[Saved data entries]
#####

PR #2554, opened 2019-10-03
2533 error when wrong id page

### LINKED ISSUE #2533: calling route /page/wrongid throws an error.
If you have an old URL for a page ID no longer found in the database, the pageViewer is trying to access content of an undefined object.

This should show a 404.

gabriel-piles:
fixes #2533 
PR checklist:
- [ ] Update READ.me ?

QA checklist:
- [ ] Test for side effects
- [ ] UI responsiveness
- [ ] Cross browser testing
- [ ] Code review

Acceptance criteria:
- [ ] A page in the menu with this wrong link "/page/page_not_found" shows a 404

### DIFF
--- a/.gitignore
+++ b/.gitignore
@@ -22,4 +22,5 @@ custom_uploads/*
 !uploads/index.html
 !attachments/index.html
 !custom_uploads/index.html
+.idea
 
--- a/app/api/pages/routes.js
+++ b/app/api/pages/routes.js
@@ -43,6 +43,20 @@ export default (app) => {
     }
   );
 
+  app.get(
+    '/api/page',
+
+    validation.validateRequest(Joi.object().keys({
+      sharedId: Joi.string(),
+    }).required(), 'query'),
+
+    (req, res, next) => {
+      pages.getById(req.query.sharedId, req.language)
+      .then(res.json.bind(res))
+      .catch(next);
+    }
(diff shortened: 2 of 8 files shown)


habbes:
Hey @gabriel-piles. I was wondering why you create a new route to fetch pages when the the existing `GET api/pages` can already fetch a single page when the `sharedId` parameter is provided.

gabriel-piles:
> Hey @gabriel-piles. I was wondering why you create a new route to fetch pages when the the existing `GET api/pages` can already fetch a single page when the `sharedId` parameter is provided.

I'm not familiar with the code jet, if you can discuss it with @konzz, It would be nice.

habbes:
@gabriel-piles well I don't think it's a major issue. I just assumed using the existing route would still work. But your approach works out okay too, I assumed maybe you had a specific reason for not re-using the existing route. Maybe @konzz could share his view. Otherwise, I think it's okay to merge.

konzz:
The pages endpoint is used to list the pages too, and when the page is not found (because does not exists) it returns an empty array. We wanted it to return a 404 instead, but if we do that in the /pages endpoint, whenever you go to the pages list in settings for the first time (when its empty) you get a 404

habbes:
@konzz thanks, that makes sense.

PR #2555, opened 2019-10-03
fix typo in "together"

vorburger:
cherry-picking https://github.com/huridocs/uwazi/pull/2553
from master to develop, where I'm assuming it should also be?


konzz:
Hi @vorburger, we usually do a weekly merge to master, I'm closing the PR, but thanks for the PR

PR #2567, opened 2019-10-08
2561 latitude greater than 90

### LINKED ISSUE #2561: Error when inserting a latitude greater than 90
Error when inserting a latitude greater than 90 when editing a geolocation field.

Screen Recording 2019-10-07 at 11 47 42

gabriel-piles:
fixes #2561

PR checklist:
- [ ] Update READ.me ?

QA checklist:
- [ ] Test for side effects
- [ ] UI responsiveness
- [ ] Cross browser testing
- [ ] Code review


app/react/Forms/components/Geolocation.js
```diff
@@ -39,11 +44,30 @@ export default class Geolocation extends Component {
...
   latChange(e) {
+    if (!e.target.value) {
+      this.setState({ currentLatitude: e.target.value });
+      return;
+    }
+
+    let latitude = parseFloat(e.target.value);
+
+    // The latitude is a value between -90 degrees and 90 degrees
+    // The page breaks if the map is refreshed with a latitude out of range
```
RafaPolit: We try to avoid comments (unless really indispensable) on the code.  These are usually better described in the test that proves this concept.

Imagine a condition where this changes, and someone changes the value of the range to -100 to 100, but then forgets to update the comment?  Then they would get disconnected (or if text is inserted between the comment and the code).

This can also happen in the tests, but it provides less clutter.

app/react/Forms/components/Geolocation.js
```diff
@@ -61,32 +85,43 @@ export default class Geolocation extends Component {
   render() {
     const markers = [];
     const { value: [value] } = this.props;
+    const latitude = value ? value.lat : '';
+    const longitude = value ? value.lon : '';
```
RafaPolit: This shouldn't be needed.  There is a defaultProps defined on the component for this exact scenario.  What is triggering this to not have the correct values?

app/react/Forms/components/specs/Geolocation.spec.js
```diff
@@ -35,19 +35,51 @@ describe('Geolocation', () => {
...
     it('should call onChange with the new value', () => {
-      const lonInput = component.find('input').at(1);
       lonInput.simulate('change', { target: { value: '28' } });
       expect(props.onChange).toHaveBeenCalledWith([{ lat: 32.18, lon: 28, label: 'home' }, props.value[1]]);
     });
+
+    it('should not call onChange when empty value', () => {
+      lonInput.simulate('change', { target: { value: '' } });
+      expect(props.onChange).not.toHaveBeenCalled();
+    });
```
RafaPolit: And how will the user just 'remove' the values?  These scenarios where a user inputs a value and then are never able to delete it, should not happen.  How does a user just 'remove' the geolocation altogether?

RafaPolit:
Also, is this not also true for longitude beyond 180 degrees?  If so, perhaps it´s worth doing both approaches at once?

gabriel-piles:
The clear coordinates option is not working properly 

output

gabriel-piles:
> Also, is this not also true for longitude beyond 180 degrees? If so, perhaps it´s worth doing both approaches at once?

The longitude does not throw an error with values out of range

app/react/Forms/components/Geolocation.js
gabriel-piles: Comments removed. Thank you!

app/react/Forms/components/Geolocation.js
gabriel-piles: Now the code is a little bit different, now is used always the getInputValues method to get the props

app/react/Forms/components/specs/Geolocation.spec.js
gabriel-piles: The user can empty the input box, so some code is in place to keep it working properly.

app/react/Forms/components/Geolocation.js
```diff
@@ -39,13 +45,21 @@ export default class Geolocation extends Component {
   }
 
   latChange(e) {
-    const { lon, label } = this.getInputValues();
-    this.onChange({ lat: parseFloat(e.target.value), lon, label });
+    let latitude = e.target.value ? parseFloat(e.target.value) : '';
+    latitude = latitude && latitude < -90 ? -90 : latitude;
```
RafaPolit: Apparently this is the wrong limit.  While the system will accept +90, it won't accept -90.

Negative latitude of -90 still breaks the rendering!  This is more complex than the positive value limiting, as anything above 90 should be 90, but we cannot use integers with the negative value, as limiting to -89 will leave a full degree of error (albeit ti would always be in the Antarctica!).

So, lets use 5 decimal points (about 1 meter worth of distance) and go with -89.99999 for anything above that value.

gabriel-piles: Thank you Rafa, I change it now.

#####

What you should do:
The data must be duplicated exactly, with nothing left out.

Exercise solution:
PR #2554, opened 2019-10-03
2533 error when wrong id page

### LINKED ISSUE #2533: calling route /page/wrongid throws an error.
If you have an old URL for a page ID no longer found in the database, the pageViewer is trying to access content of an undefined object.

This should show a 404.

gabriel-piles:
fixes #2533 
PR checklist:
- [ ] Update READ.me ?

QA checklist:
- [ ] Test for side effects
- [ ] UI responsiveness
- [ ] Cross browser testing
- [ ] Code review

Acceptance criteria:
- [ ] A page in the menu with this wrong link "/page/page_not_found" shows a 404

### DIFF
--- a/.gitignore
+++ b/.gitignore
@@ -22,4 +22,5 @@ custom_uploads/*
 !uploads/index.html
 !attachments/index.html
 !custom_uploads/index.html
+.idea
 
--- a/app/api/pages/routes.js
+++ b/app/api/pages/routes.js
@@ -43,6 +43,20 @@ export default (app) => {
     }
   );
 
+  app.get(
+    '/api/page',
+
+    validation.validateRequest(Joi.object().keys({
+      sharedId: Joi.string(),
+    }).required(), 'query'),
+
+    (req, res, next) => {
+      pages.getById(req.query.sharedId, req.language)
+      .then(res.json.bind(res))
+      .catch(next);
+    }
(diff shortened: 2 of 8 files shown)


habbes:
Hey @gabriel-piles. I was wondering why you create a new route to fetch pages when the the existing `GET api/pages` can already fetch a single page when the `sharedId` parameter is provided.

gabriel-piles:
> Hey @gabriel-piles. I was wondering why you create a new route to fetch pages when the the existing `GET api/pages` can already fetch a single page when the `sharedId` parameter is provided.

I'm not familiar with the code jet, if you can discuss it with @konzz, It would be nice.

habbes:
@gabriel-piles well I don't think it's a major issue. I just assumed using the existing route would still work. But your approach works out okay too, I assumed maybe you had a specific reason for not re-using the existing route. Maybe @konzz could share his view. Otherwise, I think it's okay to merge.

konzz:
The pages endpoint is used to list the pages too, and when the page is not found (because does not exists) it returns an empty array. We wanted it to return a 404 instead, but if we do that in the /pages endpoint, whenever you go to the pages list in settings for the first time (when its empty) you get a 404

habbes:
@konzz thanks, that makes sense.

PR #2555, opened 2019-10-03
fix typo in "together"

vorburger:
cherry-picking https://github.com/huridocs/uwazi/pull/2553
from master to develop, where I'm assuming it should also be?


konzz:
Hi @vorburger, we usually do a weekly merge to master, I'm closing the PR, but thanks for the PR

PR #2567, opened 2019-10-08
2561 latitude greater than 90

### LINKED ISSUE #2561: Error when inserting a latitude greater than 90
Error when inserting a latitude greater than 90 when editing a geolocation field.

Screen Recording 2019-10-07 at 11 47 42

gabriel-piles:
fixes #2561

PR checklist:
- [ ] Update READ.me ?

QA checklist:
- [ ] Test for side effects
- [ ] UI responsiveness
- [ ] Cross browser testing
- [ ] Code review


app/react/Forms/components/Geolocation.js
```diff
@@ -39,11 +44,30 @@ export default class Geolocation extends Component {
...
   latChange(e) {
+    if (!e.target.value) {
+      this.setState({ currentLatitude: e.target.value });
+      return;
+    }
+
+    let latitude = parseFloat(e.target.value);
+
+    // The latitude is a value between -90 degrees and 90 degrees
+    // The page breaks if the map is refreshed with a latitude out of range
```
RafaPolit: We try to avoid comments (unless really indispensable) on the code.  These are usually better described in the test that proves this concept.

Imagine a condition where this changes, and someone changes the value of the range to -100 to 100, but then forgets to update the comment?  Then they would get disconnected (or if text is inserted between the comment and the code).

This can also happen in the tests, but it provides less clutter.

app/react/Forms/components/Geolocation.js
```diff
@@ -61,32 +85,43 @@ export default class Geolocation extends Component {
   render() {
     const markers = [];
     const { value: [value] } = this.props;
+    const latitude = value ? value.lat : '';
+    const longitude = value ? value.lon : '';
```
RafaPolit: This shouldn't be needed.  There is a defaultProps defined on the component for this exact scenario.  What is triggering this to not have the correct values?

app/react/Forms/components/specs/Geolocation.spec.js
```diff
@@ -35,19 +35,51 @@ describe('Geolocation', () => {
...
     it('should call onChange with the new value', () => {
-      const lonInput = component.find('input').at(1);
       lonInput.simulate('change', { target: { value: '28' } });
       expect(props.onChange).toHaveBeenCalledWith([{ lat: 32.18, lon: 28, label: 'home' }, props.value[1]]);
     });
+
+    it('should not call onChange when empty value', () => {
+      lonInput.simulate('change', { target: { value: '' } });
+      expect(props.onChange).not.toHaveBeenCalled();
+    });
```
RafaPolit: And how will the user just 'remove' the values?  These scenarios where a user inputs a value and then are never able to delete it, should not happen.  How does a user just 'remove' the geolocation altogether?

RafaPolit:
Also, is this not also true for longitude beyond 180 degrees?  If so, perhaps it´s worth doing both approaches at once?

gabriel-piles:
The clear coordinates option is not working properly 

output

gabriel-piles:
> Also, is this not also true for longitude beyond 180 degrees? If so, perhaps it´s worth doing both approaches at once?

The longitude does not throw an error with values out of range

app/react/Forms/components/Geolocation.js
gabriel-piles: Comments removed. Thank you!

app/react/Forms/components/Geolocation.js
gabriel-piles: Now the code is a little bit different, now is used always the getInputValues method to get the props

app/react/Forms/components/specs/Geolocation.spec.js
gabriel-piles: The user can empty the input box, so some code is in place to keep it working properly.

app/react/Forms/components/Geolocation.js
```diff
@@ -39,13 +45,21 @@ export default class Geolocation extends Component {
   }
 
   latChange(e) {
-    const { lon, label } = this.getInputValues();
-    this.onChange({ lat: parseFloat(e.target.value), lon, label });
+    let latitude = e.target.value ? parseFloat(e.target.value) : '';
+    latitude = latitude && latitude < -90 ? -90 : latitude;
```
RafaPolit: Apparently this is the wrong limit.  While the system will accept +90, it won't accept -90.

Negative latitude of -90 still breaks the rendering!  This is more complex than the positive value limiting, as anything above 90 should be 90, but we cannot use integers with the negative value, as limiting to -89 will leave a full degree of error (albeit ti would always be in the Antarctica!).

So, lets use 5 decimal points (about 1 meter worth of distance) and go with -89.99999 for anything above that value.

gabriel-piles: Thank you Rafa, I change it now.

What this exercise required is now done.